**What is needed:**
Starting at the line below holding "- Test data" and stopping at the line holding "responses when syncing", print every line exactly, both ends included, and leave the rest out.
===== Materials provided
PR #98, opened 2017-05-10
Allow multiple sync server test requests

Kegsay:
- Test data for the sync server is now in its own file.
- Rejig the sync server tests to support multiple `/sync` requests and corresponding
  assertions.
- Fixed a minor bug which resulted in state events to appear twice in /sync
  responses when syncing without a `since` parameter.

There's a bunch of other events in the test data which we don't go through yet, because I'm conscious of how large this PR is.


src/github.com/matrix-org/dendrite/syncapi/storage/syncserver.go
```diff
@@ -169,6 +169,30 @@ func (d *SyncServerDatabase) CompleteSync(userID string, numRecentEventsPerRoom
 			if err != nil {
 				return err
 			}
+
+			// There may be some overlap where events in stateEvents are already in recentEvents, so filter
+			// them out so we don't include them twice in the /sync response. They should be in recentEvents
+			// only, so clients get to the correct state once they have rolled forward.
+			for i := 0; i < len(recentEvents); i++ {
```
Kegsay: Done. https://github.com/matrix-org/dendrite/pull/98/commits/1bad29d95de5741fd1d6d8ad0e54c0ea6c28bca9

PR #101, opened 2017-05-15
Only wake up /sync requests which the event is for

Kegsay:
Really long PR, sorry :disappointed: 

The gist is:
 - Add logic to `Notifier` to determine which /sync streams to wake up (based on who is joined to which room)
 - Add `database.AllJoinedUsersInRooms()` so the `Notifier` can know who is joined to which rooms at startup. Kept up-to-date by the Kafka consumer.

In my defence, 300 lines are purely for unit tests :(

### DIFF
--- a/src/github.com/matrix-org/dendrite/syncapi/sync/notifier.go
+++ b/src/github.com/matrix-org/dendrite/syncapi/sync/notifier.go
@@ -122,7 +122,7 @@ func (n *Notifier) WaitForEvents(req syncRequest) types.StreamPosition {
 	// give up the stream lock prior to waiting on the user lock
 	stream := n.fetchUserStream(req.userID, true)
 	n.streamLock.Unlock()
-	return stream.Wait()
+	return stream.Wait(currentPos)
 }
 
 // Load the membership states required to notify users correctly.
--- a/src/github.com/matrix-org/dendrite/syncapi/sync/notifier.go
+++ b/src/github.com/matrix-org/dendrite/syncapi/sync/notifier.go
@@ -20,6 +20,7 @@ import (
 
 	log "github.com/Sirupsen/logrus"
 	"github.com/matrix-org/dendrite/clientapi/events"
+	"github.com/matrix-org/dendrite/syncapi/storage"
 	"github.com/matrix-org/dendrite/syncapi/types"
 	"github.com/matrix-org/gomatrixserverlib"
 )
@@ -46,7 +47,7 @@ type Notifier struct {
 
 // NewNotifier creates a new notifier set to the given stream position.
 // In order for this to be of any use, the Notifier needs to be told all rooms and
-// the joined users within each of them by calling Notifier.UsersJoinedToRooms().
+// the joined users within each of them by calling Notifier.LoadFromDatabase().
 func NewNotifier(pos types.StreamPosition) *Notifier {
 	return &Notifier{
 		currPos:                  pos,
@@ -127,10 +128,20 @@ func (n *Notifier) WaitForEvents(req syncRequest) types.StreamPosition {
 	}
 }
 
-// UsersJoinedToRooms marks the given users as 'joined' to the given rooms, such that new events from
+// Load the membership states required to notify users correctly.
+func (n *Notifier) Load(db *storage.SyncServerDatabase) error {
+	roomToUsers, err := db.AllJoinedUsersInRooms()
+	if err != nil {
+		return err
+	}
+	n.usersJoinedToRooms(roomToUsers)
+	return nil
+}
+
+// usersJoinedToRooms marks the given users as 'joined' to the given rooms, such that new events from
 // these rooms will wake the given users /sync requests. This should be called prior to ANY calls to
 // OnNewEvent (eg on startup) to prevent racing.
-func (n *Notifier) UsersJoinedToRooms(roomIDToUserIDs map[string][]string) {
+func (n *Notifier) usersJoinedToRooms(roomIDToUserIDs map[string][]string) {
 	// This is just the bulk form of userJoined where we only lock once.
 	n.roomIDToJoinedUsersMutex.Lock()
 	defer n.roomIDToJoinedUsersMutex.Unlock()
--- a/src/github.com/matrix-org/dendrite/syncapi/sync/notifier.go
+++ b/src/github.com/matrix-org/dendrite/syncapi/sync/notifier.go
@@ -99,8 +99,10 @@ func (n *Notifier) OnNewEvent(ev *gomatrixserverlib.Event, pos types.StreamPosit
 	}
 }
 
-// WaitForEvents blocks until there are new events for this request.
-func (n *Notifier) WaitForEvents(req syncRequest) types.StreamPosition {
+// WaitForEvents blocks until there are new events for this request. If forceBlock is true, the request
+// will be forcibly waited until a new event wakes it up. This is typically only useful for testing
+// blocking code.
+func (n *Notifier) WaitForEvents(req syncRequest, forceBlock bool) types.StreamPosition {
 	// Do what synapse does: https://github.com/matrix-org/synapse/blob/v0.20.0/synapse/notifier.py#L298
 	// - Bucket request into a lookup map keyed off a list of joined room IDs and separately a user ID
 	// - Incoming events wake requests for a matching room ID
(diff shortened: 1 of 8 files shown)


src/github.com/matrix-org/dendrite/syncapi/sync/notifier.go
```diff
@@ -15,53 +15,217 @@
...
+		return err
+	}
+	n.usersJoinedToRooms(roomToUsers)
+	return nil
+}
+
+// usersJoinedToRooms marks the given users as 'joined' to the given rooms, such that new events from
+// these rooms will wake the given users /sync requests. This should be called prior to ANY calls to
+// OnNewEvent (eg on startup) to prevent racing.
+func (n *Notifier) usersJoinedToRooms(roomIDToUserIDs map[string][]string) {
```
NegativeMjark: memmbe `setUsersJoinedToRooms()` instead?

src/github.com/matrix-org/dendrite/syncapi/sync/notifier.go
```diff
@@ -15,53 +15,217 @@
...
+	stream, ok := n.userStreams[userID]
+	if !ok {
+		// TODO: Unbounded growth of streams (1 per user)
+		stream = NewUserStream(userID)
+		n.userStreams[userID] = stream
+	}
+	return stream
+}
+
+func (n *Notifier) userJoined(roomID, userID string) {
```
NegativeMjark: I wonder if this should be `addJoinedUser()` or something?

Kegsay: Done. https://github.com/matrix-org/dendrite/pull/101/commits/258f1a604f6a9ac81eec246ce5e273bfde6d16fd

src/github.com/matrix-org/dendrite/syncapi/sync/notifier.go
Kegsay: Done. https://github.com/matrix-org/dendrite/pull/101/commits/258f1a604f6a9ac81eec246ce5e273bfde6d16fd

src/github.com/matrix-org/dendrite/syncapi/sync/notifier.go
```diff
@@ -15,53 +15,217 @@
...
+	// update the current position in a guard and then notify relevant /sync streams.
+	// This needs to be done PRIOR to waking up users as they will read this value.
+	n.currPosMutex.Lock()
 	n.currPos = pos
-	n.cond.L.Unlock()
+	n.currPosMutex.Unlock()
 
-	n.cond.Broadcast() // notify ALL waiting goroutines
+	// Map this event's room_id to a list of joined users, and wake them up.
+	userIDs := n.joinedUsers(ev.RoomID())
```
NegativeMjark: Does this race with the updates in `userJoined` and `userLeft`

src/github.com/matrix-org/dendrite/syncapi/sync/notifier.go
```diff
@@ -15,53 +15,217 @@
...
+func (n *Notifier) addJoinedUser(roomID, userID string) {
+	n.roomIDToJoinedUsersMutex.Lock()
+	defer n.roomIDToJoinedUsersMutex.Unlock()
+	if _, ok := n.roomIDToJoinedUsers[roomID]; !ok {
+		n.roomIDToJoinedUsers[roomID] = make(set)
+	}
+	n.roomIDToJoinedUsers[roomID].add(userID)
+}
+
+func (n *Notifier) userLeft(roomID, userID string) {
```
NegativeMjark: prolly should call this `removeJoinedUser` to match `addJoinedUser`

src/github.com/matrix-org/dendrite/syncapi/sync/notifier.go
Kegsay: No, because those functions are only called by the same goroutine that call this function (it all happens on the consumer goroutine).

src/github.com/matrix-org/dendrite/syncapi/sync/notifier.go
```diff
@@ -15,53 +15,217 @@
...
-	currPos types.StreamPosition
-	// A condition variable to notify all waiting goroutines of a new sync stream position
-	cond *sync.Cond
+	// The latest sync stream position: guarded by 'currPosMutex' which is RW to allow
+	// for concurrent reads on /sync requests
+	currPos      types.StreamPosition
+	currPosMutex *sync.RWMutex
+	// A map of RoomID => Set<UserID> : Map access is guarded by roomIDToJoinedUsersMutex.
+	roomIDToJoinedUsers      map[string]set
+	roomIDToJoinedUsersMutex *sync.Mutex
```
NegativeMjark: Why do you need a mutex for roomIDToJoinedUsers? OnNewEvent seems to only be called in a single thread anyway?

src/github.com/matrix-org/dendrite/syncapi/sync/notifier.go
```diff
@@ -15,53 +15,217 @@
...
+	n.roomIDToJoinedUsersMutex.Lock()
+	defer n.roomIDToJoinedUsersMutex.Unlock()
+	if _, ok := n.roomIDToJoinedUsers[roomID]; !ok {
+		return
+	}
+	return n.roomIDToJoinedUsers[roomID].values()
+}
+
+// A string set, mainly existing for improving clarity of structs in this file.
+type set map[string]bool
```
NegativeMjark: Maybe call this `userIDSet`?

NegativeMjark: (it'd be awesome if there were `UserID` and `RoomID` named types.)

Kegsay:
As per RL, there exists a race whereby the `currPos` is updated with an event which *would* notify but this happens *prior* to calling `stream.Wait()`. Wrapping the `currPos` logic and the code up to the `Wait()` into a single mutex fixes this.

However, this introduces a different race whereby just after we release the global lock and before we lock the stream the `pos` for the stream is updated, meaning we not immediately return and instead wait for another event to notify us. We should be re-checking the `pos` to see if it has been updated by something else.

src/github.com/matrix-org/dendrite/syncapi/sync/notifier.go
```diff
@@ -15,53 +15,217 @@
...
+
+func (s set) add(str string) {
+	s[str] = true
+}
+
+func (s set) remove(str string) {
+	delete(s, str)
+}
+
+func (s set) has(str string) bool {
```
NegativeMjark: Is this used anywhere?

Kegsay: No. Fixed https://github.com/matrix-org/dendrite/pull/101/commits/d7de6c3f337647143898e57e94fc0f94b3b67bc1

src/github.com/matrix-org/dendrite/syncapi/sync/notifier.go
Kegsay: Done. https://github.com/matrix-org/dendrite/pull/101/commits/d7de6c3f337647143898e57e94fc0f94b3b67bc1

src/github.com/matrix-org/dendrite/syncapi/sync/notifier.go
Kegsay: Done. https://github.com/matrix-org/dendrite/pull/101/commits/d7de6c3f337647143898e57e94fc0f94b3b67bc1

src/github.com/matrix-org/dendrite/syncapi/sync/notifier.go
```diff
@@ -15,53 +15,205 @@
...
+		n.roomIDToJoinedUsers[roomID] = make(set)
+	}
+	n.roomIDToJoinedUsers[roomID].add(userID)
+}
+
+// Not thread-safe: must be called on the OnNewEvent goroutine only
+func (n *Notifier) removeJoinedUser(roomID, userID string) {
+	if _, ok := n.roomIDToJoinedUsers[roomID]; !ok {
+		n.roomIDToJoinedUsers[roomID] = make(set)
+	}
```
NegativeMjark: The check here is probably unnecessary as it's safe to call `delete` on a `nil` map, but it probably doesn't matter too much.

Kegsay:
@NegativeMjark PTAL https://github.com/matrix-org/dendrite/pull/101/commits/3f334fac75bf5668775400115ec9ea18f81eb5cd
==========
**Response:**
- Test data for the sync server is now in its own file.
- Rejig the sync server tests to support multiple `/sync` requests and corresponding
  assertions.
- Fixed a minor bug which resulted in state events to appear twice in /sync
  responses when syncing without a `since` parameter.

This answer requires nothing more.